EXERCISE DETAILS: Copy nothing from the entries below except the lines from the one containing "Related to https://github.com/pulumi/pulumi-aws/issues/2658" through the one containing "Also, note the", and copy those exactly.

GIVEN RECORDS:
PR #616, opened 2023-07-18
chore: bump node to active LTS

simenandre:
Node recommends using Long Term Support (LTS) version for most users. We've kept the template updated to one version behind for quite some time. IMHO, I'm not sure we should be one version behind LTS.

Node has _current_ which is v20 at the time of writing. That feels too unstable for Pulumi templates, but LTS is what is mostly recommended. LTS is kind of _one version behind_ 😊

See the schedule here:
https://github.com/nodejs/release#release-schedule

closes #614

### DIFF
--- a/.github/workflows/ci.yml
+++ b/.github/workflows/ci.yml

==

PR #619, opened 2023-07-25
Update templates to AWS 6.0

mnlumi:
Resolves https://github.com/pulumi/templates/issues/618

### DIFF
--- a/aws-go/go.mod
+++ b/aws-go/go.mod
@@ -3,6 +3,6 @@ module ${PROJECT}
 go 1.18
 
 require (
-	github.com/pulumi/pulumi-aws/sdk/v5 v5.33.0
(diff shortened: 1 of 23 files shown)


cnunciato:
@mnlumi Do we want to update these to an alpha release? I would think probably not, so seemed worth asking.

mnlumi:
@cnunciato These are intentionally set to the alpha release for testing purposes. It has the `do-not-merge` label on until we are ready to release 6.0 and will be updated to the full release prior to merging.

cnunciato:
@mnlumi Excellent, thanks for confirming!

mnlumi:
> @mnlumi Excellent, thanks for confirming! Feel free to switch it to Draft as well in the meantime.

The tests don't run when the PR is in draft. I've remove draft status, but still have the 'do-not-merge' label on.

---

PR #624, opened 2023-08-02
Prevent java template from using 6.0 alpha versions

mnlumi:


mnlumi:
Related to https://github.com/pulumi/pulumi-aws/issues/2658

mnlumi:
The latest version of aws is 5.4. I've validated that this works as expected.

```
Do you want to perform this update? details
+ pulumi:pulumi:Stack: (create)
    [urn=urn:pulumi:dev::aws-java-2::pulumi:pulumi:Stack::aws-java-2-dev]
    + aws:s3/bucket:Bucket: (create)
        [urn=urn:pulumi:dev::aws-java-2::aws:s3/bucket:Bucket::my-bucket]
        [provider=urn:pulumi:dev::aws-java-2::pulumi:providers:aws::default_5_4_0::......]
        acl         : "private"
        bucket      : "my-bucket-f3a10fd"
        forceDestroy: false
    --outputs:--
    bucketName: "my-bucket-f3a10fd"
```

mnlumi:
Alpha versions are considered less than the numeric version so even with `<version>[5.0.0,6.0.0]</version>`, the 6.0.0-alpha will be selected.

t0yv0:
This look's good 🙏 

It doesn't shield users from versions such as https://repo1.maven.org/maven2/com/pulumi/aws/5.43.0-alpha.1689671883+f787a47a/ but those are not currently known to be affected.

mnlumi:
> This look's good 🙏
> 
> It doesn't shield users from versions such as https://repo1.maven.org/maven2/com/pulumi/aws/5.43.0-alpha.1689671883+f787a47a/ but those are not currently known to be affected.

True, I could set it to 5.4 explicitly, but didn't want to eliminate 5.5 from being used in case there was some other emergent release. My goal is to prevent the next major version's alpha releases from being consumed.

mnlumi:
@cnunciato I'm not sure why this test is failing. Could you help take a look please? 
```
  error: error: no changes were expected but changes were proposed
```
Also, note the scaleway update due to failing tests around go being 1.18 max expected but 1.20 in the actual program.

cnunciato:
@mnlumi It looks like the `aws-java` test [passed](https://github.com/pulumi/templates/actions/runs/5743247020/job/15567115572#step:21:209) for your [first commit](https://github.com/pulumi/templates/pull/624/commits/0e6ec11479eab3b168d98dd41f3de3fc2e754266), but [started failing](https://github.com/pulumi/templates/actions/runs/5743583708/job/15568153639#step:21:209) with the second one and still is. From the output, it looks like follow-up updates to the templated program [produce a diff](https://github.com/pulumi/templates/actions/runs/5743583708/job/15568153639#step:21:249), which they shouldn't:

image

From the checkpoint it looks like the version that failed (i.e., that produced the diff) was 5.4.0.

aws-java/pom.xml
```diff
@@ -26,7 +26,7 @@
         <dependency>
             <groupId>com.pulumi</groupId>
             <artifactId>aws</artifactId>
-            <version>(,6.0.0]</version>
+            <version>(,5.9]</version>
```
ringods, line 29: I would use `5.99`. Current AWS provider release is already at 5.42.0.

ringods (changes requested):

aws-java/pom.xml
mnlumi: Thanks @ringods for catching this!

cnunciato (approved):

EXERCISE SOLUTION:
Related to https://github.com/pulumi/pulumi-aws/issues/2658

mnlumi:
The latest version of aws is 5.4. I've validated that this works as expected.

```
Do you want to perform this update? details
+ pulumi:pulumi:Stack: (create)
    [urn=urn:pulumi:dev::aws-java-2::pulumi:pulumi:Stack::aws-java-2-dev]
    + aws:s3/bucket:Bucket: (create)
        [urn=urn:pulumi:dev::aws-java-2::aws:s3/bucket:Bucket::my-bucket]
        [provider=urn:pulumi:dev::aws-java-2::pulumi:providers:aws::default_5_4_0::......]
        acl         : "private"
        bucket      : "my-bucket-f3a10fd"
        forceDestroy: false
    --outputs:--
    bucketName: "my-bucket-f3a10fd"
```

mnlumi:
Alpha versions are considered less than the numeric version so even with `<version>[5.0.0,6.0.0]</version>`, the 6.0.0-alpha will be selected.

t0yv0:
This look's good 🙏 

It doesn't shield users from versions such as https://repo1.maven.org/maven2/com/pulumi/aws/5.43.0-alpha.1689671883+f787a47a/ but those are not currently known to be affected.

mnlumi:
> This look's good 🙏
> 
> It doesn't shield users from versions such as https://repo1.maven.org/maven2/com/pulumi/aws/5.43.0-alpha.1689671883+f787a47a/ but those are not currently known to be affected.

True, I could set it to 5.4 explicitly, but didn't want to eliminate 5.5 from being used in case there was some other emergent release. My goal is to prevent the next major version's alpha releases from being consumed.

mnlumi:
@cnunciato I'm not sure why this test is failing. Could you help take a look please? 
```
  error: error: no changes were expected but changes were proposed
```
Also, note the scaleway update due to failing tests around go being 1.18 max expected but 1.20 in the actual program.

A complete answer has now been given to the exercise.